Your task is to give the number of lines in the listing that include "failed", and nothing else.

▶ **EXTRACTED ENTRIES**:
- Opening Delimiter -
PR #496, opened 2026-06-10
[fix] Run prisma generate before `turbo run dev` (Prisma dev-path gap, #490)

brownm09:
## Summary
- Closing Delimiter -
- Opening Delimiter -
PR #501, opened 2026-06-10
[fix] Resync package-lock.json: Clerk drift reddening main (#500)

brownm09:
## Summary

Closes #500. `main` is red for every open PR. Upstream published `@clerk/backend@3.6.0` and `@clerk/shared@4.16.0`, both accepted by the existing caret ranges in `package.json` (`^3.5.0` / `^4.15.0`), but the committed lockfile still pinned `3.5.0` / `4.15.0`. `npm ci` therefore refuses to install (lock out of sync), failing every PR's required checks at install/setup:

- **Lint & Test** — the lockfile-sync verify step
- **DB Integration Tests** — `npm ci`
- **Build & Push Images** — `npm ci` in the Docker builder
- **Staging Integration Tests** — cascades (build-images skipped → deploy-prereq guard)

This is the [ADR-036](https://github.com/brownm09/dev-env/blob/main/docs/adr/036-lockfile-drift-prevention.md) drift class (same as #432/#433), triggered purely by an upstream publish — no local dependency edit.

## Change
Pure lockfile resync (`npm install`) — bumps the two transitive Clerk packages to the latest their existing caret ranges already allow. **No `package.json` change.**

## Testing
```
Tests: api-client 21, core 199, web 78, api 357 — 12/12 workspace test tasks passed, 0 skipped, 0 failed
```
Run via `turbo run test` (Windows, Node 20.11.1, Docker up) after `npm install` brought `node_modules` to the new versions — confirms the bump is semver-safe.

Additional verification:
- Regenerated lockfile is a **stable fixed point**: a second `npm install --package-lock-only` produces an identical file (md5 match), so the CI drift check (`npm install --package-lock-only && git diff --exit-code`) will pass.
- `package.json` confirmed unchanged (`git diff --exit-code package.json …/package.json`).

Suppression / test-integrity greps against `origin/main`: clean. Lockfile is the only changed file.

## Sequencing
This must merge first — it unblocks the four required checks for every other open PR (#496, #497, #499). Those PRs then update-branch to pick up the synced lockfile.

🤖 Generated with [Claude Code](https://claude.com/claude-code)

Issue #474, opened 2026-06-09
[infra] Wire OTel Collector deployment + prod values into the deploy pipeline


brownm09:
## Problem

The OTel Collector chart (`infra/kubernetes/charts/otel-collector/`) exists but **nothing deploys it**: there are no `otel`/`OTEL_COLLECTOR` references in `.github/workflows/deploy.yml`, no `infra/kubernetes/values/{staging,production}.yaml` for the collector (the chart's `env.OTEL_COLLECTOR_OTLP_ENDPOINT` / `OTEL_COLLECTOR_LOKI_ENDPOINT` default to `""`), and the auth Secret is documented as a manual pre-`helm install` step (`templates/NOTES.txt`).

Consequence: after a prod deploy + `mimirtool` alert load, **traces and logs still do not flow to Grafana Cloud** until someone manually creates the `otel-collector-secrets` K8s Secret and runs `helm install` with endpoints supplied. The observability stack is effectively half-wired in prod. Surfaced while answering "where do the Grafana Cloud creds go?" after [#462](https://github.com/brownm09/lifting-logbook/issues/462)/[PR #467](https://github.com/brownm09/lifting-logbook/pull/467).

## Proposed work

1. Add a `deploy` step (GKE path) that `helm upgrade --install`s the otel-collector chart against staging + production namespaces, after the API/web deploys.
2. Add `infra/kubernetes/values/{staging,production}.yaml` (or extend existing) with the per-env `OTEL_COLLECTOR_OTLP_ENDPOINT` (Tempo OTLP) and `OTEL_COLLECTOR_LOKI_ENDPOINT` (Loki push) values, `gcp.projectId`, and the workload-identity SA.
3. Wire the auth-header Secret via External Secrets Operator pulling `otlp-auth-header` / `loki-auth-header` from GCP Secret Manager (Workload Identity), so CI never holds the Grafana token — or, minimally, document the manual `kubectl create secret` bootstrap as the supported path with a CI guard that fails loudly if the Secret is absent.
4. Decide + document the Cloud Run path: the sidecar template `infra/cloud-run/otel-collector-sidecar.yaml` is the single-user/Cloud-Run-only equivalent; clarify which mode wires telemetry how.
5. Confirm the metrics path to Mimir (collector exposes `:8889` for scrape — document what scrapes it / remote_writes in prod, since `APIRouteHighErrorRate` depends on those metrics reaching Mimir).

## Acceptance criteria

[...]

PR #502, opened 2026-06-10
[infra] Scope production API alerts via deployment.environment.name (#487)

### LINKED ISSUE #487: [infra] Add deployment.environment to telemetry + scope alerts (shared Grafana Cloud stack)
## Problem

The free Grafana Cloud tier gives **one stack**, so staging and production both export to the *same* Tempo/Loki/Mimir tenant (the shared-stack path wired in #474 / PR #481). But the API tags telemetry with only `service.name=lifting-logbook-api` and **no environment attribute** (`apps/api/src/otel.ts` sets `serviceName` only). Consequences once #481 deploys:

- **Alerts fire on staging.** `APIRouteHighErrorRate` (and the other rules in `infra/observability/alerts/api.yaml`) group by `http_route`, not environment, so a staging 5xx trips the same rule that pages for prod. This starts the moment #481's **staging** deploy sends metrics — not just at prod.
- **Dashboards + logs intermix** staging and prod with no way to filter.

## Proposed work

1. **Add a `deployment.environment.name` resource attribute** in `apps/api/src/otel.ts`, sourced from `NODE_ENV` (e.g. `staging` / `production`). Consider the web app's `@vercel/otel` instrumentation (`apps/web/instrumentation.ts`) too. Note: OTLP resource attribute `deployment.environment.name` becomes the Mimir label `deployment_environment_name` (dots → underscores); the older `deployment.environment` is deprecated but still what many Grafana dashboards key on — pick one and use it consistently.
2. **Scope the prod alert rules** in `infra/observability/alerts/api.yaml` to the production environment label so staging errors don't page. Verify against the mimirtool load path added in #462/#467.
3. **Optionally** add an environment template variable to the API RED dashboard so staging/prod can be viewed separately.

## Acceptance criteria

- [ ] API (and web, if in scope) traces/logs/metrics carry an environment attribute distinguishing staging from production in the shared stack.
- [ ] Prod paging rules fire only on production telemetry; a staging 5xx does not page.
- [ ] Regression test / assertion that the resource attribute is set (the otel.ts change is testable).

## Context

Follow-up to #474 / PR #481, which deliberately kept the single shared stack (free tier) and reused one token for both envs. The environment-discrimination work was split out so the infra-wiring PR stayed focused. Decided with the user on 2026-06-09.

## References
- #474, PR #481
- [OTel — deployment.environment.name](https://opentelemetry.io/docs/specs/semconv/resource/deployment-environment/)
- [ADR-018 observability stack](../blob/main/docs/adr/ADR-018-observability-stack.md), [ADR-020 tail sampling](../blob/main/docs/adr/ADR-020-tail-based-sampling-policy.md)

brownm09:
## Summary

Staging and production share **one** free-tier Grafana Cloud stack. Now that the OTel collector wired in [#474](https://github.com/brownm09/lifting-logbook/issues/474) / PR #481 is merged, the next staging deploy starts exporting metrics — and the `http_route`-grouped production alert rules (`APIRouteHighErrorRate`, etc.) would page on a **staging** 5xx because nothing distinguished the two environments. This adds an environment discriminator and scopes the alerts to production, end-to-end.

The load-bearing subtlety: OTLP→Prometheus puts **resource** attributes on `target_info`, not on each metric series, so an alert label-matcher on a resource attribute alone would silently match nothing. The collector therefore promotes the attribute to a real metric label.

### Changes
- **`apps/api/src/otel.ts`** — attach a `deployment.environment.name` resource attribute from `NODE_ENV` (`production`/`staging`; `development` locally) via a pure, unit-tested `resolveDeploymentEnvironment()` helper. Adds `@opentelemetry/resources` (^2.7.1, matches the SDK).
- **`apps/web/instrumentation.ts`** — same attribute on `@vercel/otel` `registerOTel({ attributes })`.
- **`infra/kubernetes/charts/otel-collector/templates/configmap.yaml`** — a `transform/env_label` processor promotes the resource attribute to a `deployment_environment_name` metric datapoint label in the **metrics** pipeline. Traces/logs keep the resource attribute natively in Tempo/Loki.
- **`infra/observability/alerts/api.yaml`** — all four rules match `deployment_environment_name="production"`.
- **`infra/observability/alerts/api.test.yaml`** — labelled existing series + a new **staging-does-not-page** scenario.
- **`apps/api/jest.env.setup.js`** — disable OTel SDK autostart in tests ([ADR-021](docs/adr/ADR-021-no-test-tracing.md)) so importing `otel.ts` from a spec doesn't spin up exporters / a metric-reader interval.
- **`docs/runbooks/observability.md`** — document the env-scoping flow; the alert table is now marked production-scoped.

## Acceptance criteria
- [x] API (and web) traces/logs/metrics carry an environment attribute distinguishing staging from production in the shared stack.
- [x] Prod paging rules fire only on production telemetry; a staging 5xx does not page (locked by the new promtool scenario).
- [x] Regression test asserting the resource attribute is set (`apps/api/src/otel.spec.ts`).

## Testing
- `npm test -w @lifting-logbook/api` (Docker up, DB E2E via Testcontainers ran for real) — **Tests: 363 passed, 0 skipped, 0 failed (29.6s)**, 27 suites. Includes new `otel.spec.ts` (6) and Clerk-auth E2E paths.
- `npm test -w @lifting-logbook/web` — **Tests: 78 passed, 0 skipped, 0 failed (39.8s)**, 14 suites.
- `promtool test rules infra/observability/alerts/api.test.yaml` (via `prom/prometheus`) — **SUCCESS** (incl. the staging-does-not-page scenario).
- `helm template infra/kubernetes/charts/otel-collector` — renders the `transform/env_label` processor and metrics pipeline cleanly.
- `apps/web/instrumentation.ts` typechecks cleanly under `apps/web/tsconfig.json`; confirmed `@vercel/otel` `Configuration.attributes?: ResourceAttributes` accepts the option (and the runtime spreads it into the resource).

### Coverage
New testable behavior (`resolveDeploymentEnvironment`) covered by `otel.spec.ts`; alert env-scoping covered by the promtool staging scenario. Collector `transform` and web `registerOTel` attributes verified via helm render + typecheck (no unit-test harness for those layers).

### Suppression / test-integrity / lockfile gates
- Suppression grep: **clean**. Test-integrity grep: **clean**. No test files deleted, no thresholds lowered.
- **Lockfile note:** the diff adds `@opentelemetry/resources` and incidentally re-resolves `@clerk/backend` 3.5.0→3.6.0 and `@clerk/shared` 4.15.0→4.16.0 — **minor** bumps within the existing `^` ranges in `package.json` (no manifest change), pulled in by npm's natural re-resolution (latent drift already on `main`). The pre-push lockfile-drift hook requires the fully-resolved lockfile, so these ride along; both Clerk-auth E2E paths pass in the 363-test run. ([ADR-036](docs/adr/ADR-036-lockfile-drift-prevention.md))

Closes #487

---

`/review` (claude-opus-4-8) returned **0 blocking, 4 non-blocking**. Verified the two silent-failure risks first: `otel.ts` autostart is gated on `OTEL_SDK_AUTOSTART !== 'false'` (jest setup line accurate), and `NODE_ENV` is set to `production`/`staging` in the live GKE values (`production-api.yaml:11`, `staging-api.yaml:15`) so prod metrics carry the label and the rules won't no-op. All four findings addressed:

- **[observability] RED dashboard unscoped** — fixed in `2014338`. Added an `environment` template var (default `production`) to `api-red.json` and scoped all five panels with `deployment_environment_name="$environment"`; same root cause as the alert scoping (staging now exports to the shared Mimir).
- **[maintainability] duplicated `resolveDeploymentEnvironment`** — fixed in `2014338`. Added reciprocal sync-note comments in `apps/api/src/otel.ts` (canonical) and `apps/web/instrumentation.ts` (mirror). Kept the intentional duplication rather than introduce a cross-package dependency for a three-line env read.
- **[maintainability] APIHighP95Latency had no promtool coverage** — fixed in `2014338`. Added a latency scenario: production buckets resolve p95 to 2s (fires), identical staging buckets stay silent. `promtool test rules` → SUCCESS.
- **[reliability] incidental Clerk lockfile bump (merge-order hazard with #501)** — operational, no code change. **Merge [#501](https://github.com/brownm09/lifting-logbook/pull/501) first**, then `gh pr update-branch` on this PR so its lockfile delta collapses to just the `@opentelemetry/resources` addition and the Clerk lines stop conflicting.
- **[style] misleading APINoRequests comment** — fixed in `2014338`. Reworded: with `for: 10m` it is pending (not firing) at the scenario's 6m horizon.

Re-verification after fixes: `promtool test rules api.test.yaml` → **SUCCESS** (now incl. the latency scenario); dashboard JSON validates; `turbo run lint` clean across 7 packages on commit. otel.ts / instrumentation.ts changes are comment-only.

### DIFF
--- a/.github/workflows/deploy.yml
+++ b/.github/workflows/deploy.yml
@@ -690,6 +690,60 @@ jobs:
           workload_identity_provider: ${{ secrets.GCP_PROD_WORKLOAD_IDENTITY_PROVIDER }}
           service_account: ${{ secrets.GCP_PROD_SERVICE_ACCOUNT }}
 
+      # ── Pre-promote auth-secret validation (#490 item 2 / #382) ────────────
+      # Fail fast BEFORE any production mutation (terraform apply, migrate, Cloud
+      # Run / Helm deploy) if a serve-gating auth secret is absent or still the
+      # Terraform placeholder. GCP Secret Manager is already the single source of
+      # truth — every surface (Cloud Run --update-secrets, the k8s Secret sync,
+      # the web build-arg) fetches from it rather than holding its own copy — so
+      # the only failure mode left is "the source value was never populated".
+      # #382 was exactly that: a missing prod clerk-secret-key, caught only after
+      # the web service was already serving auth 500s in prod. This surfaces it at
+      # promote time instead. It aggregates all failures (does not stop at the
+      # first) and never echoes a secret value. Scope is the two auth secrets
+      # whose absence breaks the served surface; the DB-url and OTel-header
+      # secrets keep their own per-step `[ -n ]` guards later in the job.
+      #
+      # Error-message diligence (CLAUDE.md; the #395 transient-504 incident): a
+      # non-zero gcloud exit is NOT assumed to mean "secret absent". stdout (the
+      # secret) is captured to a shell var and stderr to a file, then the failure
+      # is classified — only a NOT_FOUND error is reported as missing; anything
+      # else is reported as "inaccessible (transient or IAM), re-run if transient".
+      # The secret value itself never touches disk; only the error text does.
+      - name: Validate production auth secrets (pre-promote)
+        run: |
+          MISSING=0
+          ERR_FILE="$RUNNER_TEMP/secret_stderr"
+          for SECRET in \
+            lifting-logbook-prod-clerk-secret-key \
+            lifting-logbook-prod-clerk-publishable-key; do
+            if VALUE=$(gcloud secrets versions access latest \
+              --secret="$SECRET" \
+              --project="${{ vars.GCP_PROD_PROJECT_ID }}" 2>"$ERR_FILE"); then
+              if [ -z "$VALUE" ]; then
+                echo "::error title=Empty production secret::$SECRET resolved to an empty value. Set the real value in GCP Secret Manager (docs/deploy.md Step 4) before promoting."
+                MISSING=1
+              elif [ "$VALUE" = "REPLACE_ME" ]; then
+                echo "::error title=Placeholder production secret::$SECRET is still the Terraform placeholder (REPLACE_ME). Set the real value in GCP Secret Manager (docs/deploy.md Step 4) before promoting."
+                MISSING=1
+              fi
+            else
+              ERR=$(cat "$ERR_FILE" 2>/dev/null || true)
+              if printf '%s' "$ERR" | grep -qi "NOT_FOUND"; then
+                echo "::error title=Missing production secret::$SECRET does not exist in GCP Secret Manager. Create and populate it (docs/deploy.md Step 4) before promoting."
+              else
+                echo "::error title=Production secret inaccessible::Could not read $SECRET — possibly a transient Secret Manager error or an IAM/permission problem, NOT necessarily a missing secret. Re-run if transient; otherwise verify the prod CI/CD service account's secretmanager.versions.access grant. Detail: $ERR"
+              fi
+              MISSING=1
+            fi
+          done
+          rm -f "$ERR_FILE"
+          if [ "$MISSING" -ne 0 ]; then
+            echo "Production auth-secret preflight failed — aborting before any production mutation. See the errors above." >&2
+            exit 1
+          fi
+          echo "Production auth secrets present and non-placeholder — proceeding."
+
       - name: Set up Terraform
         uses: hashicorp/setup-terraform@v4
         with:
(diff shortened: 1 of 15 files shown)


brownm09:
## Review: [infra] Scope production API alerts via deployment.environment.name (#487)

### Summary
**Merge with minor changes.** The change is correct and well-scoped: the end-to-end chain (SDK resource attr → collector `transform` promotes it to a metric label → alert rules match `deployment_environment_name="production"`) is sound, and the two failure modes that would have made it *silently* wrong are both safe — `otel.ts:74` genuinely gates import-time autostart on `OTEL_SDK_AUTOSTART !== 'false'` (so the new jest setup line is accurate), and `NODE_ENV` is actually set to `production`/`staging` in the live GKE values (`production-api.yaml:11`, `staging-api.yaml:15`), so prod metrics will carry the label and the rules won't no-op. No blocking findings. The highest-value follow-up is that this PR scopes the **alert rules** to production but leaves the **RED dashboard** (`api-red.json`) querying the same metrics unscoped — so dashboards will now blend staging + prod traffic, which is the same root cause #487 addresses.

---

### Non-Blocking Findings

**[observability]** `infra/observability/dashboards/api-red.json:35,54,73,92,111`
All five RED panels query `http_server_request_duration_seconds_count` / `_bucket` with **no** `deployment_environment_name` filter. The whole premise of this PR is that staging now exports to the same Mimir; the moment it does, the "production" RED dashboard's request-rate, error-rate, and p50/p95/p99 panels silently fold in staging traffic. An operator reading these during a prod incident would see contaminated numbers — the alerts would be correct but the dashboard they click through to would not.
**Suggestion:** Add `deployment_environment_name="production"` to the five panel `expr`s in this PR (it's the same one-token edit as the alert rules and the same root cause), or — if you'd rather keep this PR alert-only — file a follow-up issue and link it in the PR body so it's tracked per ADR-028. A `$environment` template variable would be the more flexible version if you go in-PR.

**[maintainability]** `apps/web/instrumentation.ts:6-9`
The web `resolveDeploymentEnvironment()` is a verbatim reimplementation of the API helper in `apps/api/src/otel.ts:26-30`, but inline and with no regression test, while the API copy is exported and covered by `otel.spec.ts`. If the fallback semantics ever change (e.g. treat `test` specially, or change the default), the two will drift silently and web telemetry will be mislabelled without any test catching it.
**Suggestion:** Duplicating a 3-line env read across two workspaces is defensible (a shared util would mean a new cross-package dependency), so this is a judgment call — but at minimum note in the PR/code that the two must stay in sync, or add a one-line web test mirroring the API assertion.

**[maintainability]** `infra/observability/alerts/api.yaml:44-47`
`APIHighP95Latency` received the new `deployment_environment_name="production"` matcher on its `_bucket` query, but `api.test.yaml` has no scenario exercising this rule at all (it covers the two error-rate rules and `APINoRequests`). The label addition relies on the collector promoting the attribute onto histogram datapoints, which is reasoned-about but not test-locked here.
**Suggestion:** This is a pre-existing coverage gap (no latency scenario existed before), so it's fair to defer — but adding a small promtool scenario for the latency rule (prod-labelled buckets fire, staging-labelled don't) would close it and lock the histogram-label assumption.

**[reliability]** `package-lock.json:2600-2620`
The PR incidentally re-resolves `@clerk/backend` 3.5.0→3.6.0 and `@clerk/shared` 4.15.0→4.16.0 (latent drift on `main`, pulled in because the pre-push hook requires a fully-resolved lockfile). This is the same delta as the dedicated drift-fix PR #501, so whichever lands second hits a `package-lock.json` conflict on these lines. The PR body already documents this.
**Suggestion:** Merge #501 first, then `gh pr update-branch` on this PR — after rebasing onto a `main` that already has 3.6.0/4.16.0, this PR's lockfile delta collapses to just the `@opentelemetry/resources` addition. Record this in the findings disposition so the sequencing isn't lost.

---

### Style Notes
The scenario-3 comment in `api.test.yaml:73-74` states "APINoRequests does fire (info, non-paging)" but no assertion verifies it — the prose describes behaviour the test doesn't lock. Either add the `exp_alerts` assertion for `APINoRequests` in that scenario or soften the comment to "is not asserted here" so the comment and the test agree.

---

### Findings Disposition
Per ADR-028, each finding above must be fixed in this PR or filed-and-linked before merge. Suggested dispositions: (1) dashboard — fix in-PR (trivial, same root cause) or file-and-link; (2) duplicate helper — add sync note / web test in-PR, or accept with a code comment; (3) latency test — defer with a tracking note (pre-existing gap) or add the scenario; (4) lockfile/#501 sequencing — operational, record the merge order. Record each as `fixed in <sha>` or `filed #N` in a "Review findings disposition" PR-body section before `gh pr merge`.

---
- Closing Delimiter -
▶ **SOLUTION FOR THIS TASK**: 4